Their aim is to notch up as many of the 77 different kinds of laughter identified by an Indian doctor, Madan Kataria, who started the first Laughter Club in Mumbai in 1995. As contagious as a good joke, the idea has spread throughout the world (in fact, a London branch appeared on these pages last year). It is proving especially popular in France, where 18 clubs are giggling away, four of them in Paris.

"Apart from the lion laugh, there's the Norwegian grin and the Eskimo giggle. This involves sticking your front teeth out," says Rousse in all seriousness. "It is a little difficult for the first few sessions because people are very aware of the looks of passers-by. But once people start feeling the benefit, they forget their surroundings and have a good time," she says.

"Our movements are inspired by yoga, and the aim is to relax and relieve daily stress," she says. Clearly keen to appeal to French people's interest in their digestive systems, she adds: "The quick breathing required by laughter massages the stomach and the intestines. It also boosts blood circulation and releases endorphins, which are the source of well-being.

"It is far-fetched to say that laughter has a curative effect but it certainly revitalises the body. There are visible benefits after three or four sessions," she adds.

Initially, she says, some people thought that the Club de Rire was a sect, with the sinister aim, perhaps, of getting people to giggle so hard that they would give away their pin numbers. But with annual membership standing at just €20 (£13), Rousse believes she has convinced the sceptics that her laughter club is just innocent fun.

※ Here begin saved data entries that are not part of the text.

PR #57, opened 2023-03-14
Add SignRequest

neekolas:
## Summary

- Adds new Keystore request type `SignRequest` used to sign an arbitrary digest with either the `IdentityKey` or a selected `preKey`. Required for V2 message signing.
- Adds support for serializing `DecodedMessage` instances


proto/keystore_api/v1/keystore.proto
```diff
@@ -161,6 +164,16 @@ message CreateAuthTokenRequest {
     optional uint64 timestamp_ns = 1;
 }
 
+
+// SignRequest is used to sign a digest with either the identity key or a prekey
+message SignRequest {
+    bytes digest = 1;
```
michaelx11, line 170: I don't love how generic the SignRequest is. My (currently unfounded) fear being that identity_key signatures and even pre_key signatures can potentially have multiple applications in the future. I'm paranoid about potential cross-usage confusion if all we supply is a digest.

I wouldn't mind a separate SignRequest submessage for each intended application

neekolas: So, I can kinda get my head around breaking up the "sign with identity key" and "sign with preKey" usages into separate APIs.

Are you imagining anything more granular than that? They would both still take digests as an argument and return `xmtp.message_contents.signature.Signature` as a response.

michaelx11: Nope, just use-case level granularity is perfect IMO

neekolas: I hear you on the explicitness of that approach. It is a lot more data going over the API boundary, though. From a 32 byte digest to a potentially 1mb message. Are we sure it's worth the performance cost?

michaelx11: That is definitely a legit concern. I guess we could separate into "messageContentSignRequest" and "prekeySignRequest" if we're feeling spicy. I'm also okay with doing this simple generic approach for now and refining it later! It's just hard to get the cat back in the bag once it's out i.e. we'll need to support generic signatures for a while until we can fully deprecate.

I also want to get a second opinion to make sure I'm not overcomplicating: @richardhuaaa @jazzz

mkobetic: Why not just have generic digest, a purpose code and sign over both?

neekolas: @mkobetic this is moving some existing signing functionality to use the keystore (V2 message signing specifically). Changing the data that gets signed would require a complicated migration, so I think we should rule that out as an option for now.

mkobetic: OK, I'm probably just not understanding the discussion here. My concern was proliferation of protocol messages with identical structure.

jazzz: @michaelx11 if a signature specification read `all signatures used in xmtp MUST be locked to a specific context` would that address the majority of the concern? The idea being that in the future all signatures must be explicit about where they can be used

neekolas: That makes sense to me. I'll rename this proto and the endpoint to make space for a contextual signature endpoint that will come later. 

`signDigest` as the endpoint name?

michaelx11: Sounds good to me!

neekolas: I don't see this changing for V2 message payload signatures. If we want to introduce new signature types, we would need new message types since the change would not be backwards compatible.

michaelx11 (approved):
LGTM with the generic SignDigestRequest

Keeping it 'dans la famille'

It's very good, in France, to be related to a minister, married to one, or sleeping with one. Take the present government – riddled with nepotism, if the French media is to be believed.

François Mitterrand started it, when President, by appointing his son Jean-Christophe as adviser on African affairs – an inglorious time of bribery and corruption involving oil and tropical hardwood. And then along came Jacques Chirac, elected practically hand-in-hand with his daughter Claude (left) in 1995, who still acts as his director of communications.

Since then, the habit of keeping it in the family has spread, and there certainly seems to be the office space for it. Marie-Caroline Ferry, 27, has a desk not far from hubby Luc at the education ministry. In her first few weeks as his press officer, she has dispatched two of his aides. Cecilia Sarkozy, married to Nicolas, the interior minister, shuns all spouses' events in favour of "real work", and is one of the few wives to refuse payment. "In politics, there's no limit any longer between public and private life," she says.

The ecology minister, Roselyne Bachelot, has employed her son Pierre as parliamentary assistant for 10 years. "When I was 23 and didn't know what to do, she offered me the job," he says. Tokia Saifi, secretary of state for sustainable development, works hand-in-hand with her boyfriend, Amo Ferhati. Only the junior-schools minister, Xavier Darcos, shows some discretion. His wife Laure uses her maiden name on her office door at the ministry.